Assigned task: Reproduce each line from the records that holds "blueText".

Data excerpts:
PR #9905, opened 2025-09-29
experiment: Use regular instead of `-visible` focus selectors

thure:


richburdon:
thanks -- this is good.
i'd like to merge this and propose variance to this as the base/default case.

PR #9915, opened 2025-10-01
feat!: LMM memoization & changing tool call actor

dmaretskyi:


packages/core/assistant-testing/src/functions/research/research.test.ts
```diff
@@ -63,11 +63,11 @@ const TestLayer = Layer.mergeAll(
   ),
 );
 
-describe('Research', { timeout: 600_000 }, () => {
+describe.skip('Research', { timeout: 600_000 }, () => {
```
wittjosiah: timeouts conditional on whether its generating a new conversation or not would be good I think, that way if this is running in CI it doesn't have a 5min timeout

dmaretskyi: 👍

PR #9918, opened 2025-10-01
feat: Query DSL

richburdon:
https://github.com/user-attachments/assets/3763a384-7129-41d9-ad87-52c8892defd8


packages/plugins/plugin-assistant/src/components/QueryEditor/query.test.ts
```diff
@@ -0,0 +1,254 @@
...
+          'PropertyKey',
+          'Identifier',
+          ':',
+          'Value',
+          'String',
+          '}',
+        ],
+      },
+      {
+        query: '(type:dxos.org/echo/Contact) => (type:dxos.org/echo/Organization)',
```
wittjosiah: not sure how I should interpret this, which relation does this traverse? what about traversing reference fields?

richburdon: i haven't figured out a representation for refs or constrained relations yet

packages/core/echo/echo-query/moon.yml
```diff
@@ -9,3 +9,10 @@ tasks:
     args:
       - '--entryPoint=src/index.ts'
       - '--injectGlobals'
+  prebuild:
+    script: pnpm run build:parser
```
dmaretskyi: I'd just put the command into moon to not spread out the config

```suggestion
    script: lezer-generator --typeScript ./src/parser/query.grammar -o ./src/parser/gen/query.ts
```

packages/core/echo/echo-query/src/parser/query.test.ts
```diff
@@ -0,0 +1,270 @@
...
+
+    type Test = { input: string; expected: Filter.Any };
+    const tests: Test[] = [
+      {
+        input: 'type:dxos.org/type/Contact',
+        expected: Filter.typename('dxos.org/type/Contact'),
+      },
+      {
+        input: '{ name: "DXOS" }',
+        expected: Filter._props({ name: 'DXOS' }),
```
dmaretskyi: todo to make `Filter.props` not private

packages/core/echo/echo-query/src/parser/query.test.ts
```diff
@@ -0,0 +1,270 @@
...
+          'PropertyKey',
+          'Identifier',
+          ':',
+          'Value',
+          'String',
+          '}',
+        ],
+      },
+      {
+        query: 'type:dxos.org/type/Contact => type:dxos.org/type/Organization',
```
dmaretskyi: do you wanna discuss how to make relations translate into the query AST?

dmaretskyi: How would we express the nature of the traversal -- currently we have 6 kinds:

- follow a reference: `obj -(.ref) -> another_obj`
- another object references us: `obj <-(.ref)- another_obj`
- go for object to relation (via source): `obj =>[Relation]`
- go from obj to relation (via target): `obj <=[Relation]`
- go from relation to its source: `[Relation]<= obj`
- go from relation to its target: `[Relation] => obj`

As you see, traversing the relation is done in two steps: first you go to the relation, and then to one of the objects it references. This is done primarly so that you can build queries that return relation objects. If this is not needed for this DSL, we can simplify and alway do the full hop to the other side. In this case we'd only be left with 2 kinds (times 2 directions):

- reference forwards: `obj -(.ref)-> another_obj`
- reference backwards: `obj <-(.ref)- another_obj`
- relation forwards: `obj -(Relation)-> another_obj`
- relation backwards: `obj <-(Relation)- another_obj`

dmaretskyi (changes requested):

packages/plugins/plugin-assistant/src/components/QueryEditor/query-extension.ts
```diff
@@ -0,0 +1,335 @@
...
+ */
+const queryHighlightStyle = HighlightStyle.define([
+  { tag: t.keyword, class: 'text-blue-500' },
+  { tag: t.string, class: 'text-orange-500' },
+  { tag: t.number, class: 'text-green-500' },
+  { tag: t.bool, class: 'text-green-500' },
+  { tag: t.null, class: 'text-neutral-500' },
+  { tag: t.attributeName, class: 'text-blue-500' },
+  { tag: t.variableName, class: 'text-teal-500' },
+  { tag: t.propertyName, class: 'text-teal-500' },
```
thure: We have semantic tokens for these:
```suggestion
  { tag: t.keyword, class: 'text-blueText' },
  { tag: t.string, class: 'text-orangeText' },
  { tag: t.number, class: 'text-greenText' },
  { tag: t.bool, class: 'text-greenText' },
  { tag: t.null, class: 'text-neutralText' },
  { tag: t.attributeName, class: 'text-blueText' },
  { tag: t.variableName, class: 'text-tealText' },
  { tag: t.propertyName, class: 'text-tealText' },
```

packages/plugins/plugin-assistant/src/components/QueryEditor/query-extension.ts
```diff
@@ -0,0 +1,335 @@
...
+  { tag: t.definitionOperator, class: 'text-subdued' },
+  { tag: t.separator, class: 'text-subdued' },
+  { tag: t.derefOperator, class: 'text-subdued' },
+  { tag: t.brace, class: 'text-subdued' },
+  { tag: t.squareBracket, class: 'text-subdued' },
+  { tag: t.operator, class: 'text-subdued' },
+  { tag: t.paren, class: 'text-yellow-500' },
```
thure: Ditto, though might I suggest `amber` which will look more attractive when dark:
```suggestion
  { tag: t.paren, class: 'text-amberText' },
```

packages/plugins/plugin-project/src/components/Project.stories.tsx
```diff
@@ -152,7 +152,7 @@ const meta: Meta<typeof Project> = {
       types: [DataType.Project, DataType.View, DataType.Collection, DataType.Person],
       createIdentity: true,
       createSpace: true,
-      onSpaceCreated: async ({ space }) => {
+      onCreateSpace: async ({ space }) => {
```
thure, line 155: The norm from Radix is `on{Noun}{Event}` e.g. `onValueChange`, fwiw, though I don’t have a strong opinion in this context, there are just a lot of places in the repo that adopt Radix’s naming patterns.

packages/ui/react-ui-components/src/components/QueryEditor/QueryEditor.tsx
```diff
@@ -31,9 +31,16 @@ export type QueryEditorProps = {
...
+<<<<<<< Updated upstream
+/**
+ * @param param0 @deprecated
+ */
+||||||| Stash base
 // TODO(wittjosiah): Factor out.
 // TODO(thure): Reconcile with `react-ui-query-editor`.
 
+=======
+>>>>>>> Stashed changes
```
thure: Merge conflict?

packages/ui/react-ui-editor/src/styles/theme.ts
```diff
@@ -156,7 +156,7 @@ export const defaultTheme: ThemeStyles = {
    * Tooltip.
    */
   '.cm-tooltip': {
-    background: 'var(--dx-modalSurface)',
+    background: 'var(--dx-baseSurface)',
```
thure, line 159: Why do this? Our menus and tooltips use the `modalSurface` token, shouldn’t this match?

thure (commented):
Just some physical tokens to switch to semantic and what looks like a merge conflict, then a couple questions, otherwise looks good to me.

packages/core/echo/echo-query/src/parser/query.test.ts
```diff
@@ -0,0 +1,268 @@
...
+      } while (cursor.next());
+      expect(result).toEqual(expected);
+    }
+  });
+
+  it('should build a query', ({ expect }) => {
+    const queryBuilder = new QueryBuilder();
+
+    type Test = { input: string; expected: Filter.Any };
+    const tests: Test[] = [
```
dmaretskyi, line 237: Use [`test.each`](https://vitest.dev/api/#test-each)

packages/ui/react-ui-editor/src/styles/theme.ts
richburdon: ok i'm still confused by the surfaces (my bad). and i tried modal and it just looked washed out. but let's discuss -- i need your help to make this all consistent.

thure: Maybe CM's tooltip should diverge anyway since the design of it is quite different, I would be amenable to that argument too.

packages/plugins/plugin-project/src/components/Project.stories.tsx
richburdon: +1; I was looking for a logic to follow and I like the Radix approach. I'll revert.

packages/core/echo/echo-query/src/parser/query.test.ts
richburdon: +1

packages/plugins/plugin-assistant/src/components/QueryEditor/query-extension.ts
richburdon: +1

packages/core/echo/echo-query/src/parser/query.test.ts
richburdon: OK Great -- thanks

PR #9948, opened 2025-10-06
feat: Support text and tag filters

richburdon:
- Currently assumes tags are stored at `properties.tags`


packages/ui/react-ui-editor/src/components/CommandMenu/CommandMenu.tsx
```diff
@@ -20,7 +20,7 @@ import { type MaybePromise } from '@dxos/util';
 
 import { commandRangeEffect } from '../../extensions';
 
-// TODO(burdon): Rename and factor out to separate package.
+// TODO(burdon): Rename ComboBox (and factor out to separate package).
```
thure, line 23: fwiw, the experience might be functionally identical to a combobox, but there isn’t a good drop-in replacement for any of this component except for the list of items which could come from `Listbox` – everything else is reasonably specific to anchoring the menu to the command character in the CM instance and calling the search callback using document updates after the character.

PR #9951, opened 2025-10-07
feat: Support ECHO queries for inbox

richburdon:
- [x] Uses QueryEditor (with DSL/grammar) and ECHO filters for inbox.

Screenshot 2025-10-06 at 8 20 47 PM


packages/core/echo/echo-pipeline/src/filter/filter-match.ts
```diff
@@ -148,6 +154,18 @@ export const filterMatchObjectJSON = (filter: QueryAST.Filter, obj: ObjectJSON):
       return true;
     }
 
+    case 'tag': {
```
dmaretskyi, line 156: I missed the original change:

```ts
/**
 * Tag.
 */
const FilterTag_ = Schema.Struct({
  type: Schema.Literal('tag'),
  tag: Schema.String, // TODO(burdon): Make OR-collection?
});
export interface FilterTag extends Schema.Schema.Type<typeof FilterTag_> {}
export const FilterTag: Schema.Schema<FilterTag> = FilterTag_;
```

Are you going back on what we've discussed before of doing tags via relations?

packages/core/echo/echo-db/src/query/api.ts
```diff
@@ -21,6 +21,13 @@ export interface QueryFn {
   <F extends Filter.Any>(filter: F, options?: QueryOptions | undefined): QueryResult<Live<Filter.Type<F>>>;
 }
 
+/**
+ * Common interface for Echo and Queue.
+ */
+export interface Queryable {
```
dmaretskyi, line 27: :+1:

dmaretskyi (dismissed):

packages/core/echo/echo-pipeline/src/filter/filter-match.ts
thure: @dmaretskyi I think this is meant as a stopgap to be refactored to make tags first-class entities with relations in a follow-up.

Solution to this exercise:
  { tag: t.keyword, class: 'text-blueText' },
  { tag: t.attributeName, class: 'text-blueText' },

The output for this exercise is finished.